I want you to know that wearing office supplies as jewelry results in waking up with the wrong roommate. Also, strip clubs and vodka don't mix.
He's gotten way too comfortable around me. He came into the bathroom and took a shit while I was in the shower.
Why is there a shirtless guy in Walgreens and why is he probably looking for the same thing I am?
so im decorating easter eggs with my family and my mom is writing "Jesus is risen" and "God loves you!" on the eggs. i wrote things like "I'm naked!" and "there are drugs in these eggs!" on mine.
Even though I wasn't drunk last night, I peed in the sink just so I could keep my record going
If I wanted to fuck someone, I'd go for John. I'm meeting Bryan cuz I wanna get to know him better. And eventually fuck him. But not this Tuesday.
knew i was gonna lose at a shoe or be bleeding at some point. and both happened within 20 mins.
she tried to deny peeing on the floor last night. she said she wouldn't make it to the bathroom only to pee on the floor
oh but she would
Oh yes there is. Now I'm the sad one. Please organize my life. And I will demoralize yours.
There is no sno cone on earth better than alone naked time.
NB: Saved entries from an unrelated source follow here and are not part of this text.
PR #362, opened 2023-09-04
Remove any [linemarkers] in @each array items

netux:
Fixes an issue where an array iterable spanning multiple lines could confuse the compiler when run with linemarkers inserted.

I'm not very happy with having to account for the linemarkers in the compiler directly, I'd much rather change the line finder and compiler so this metadata isn't mixed with the actual code. But for now this will do.

##### Example problematic snippet

```
[linemarker]d3ae10|1[/linemarker]@each (pair, i in [
[linemarker]d3ae10|2[/linemarker]	// Name, Value
[linemarker]d3ae10|3[/linemarker]	["True", True]
[linemarker]d3ae10|4[/linemarker]]) {
[linemarker]d3ae10|5[/linemarker]	@each (thing, j in Each.pair) {
[linemarker]d3ae10|6[/linemarker]		Each.thing (Each.i);
[linemarker]d3ae10|7[/linemarker]	}
[linemarker]d3ae10|8[/linemarker]}
[linemarker]d3ae10|9[/linemarker]
```

this would've previously compiled to

```
  ["True", True]
[linemarker]d3ae10|4[/linemarker (0);
```

but now it correctly compiles to

```
  "True" (0);

  True (0);
```

### DIFF
--- a/app/javascript/src/utils/compiler/each.js
+++ b/app/javascript/src/utils/compiler/each.js
@@ -97,4 +97,7 @@ export function parseArrayValues(input) {
   }
 
   return result
+    // HACK: line finder inserts [linemarker]s on the input, which may confuse @each
+    // into thinking they are nested arrays.
+    .map((item) => item.replace(/\s*\[linemarker\].*?\[\/linemarker\]\s*/g, ""))
 }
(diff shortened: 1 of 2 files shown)


Mitcheljager (approved):
Makes sense. Perhaps we can change the line marker to something that isn't quite as common.

netux:
> Makes sense. Perhaps we can change the line marker to something that isn't quite as common.

No, that would just eventually move the problem somewhere else.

Side note: text when you all are headed home.
Remember that time I hopped home naked from the bar, then tried to convince you I was ok to drive you home? Good call on the taxi.
I feel like a girl who eats her problems away with fast food.
When all else fails, you can always look down at your enormous penis.
You're not talking any sense into me. You're cheering me on to disaster.
... is that not half the reason I'm your best friend in the first place?
Your life is quite full of dick lately.
It really is!
Man, I'm real high and googling what all my favorite figure skaters from childhood are doing now.